• _Brief_
Return each line of the listing that contains the string "github".

• _Data under study_
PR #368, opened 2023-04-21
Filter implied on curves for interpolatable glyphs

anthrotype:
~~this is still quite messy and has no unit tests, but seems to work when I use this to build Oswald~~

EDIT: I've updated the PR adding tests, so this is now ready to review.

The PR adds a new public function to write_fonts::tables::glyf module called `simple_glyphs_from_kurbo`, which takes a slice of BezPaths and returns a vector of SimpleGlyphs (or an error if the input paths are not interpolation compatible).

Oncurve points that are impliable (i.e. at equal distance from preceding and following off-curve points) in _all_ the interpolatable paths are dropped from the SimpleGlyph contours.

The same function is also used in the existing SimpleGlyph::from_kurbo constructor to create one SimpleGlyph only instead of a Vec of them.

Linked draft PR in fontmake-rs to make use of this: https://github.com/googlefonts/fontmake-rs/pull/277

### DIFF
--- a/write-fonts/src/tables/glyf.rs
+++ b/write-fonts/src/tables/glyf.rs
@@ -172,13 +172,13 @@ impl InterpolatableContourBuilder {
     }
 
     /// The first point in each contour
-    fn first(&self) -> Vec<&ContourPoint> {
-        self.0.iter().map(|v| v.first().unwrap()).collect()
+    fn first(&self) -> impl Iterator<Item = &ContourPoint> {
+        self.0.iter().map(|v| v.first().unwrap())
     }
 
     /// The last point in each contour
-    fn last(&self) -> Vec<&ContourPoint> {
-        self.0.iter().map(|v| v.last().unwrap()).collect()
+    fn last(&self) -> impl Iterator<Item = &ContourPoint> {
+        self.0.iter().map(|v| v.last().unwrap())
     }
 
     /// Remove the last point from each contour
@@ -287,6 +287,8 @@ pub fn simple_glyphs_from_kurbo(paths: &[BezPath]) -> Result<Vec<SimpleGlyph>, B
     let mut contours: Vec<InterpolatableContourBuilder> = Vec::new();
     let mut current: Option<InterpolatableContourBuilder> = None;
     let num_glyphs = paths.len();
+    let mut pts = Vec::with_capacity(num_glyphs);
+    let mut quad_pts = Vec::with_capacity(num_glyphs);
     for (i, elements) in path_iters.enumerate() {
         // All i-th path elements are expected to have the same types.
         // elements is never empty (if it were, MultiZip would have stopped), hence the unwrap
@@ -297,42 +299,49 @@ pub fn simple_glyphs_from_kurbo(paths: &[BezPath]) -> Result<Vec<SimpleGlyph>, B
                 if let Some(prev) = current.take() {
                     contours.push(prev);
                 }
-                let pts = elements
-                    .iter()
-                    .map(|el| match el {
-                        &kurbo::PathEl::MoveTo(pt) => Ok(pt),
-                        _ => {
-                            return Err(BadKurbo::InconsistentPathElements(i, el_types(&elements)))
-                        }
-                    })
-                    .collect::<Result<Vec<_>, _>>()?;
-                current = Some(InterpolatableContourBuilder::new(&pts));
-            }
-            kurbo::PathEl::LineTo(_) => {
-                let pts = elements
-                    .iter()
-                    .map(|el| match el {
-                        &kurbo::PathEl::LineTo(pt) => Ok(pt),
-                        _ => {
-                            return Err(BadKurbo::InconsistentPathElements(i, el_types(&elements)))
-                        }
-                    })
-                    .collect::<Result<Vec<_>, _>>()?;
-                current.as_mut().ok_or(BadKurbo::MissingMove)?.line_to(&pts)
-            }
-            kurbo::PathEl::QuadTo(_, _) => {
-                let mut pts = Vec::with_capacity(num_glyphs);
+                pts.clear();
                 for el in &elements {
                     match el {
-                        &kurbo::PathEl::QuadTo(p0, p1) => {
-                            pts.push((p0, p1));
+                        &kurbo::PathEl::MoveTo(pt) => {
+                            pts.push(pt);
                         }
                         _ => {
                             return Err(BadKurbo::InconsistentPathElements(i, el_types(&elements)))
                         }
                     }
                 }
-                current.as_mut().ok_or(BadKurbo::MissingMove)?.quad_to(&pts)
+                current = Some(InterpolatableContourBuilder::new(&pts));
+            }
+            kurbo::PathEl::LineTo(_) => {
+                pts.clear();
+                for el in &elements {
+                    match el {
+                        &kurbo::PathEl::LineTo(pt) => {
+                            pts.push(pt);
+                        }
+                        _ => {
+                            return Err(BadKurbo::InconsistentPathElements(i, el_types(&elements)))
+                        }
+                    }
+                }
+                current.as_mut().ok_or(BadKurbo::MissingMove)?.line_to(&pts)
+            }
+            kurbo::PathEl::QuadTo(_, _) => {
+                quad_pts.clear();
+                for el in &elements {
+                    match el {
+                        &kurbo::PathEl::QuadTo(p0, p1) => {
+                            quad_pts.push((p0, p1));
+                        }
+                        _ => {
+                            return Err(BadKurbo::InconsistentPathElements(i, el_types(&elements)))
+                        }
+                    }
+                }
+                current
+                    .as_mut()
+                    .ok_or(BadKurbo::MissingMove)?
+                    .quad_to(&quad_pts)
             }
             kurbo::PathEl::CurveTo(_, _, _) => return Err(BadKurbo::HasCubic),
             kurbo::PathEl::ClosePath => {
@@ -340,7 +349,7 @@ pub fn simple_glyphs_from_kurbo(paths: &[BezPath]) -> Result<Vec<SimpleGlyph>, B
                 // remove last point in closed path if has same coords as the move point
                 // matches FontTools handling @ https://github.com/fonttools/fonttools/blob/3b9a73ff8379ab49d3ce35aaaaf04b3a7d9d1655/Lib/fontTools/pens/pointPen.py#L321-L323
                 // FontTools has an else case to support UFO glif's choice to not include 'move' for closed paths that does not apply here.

• _Expected answer_
Linked draft PR in fontmake-rs to make use of this: https://github.com/googlefonts/fontmake-rs/pull/277
                 // matches FontTools handling @ https://github.com/fonttools/fonttools/blob/3b9a73ff8379ab49d3ce35aaaaf04b3a7d9d1655/Lib/fontTools/pens/pointPen.py#L321-L323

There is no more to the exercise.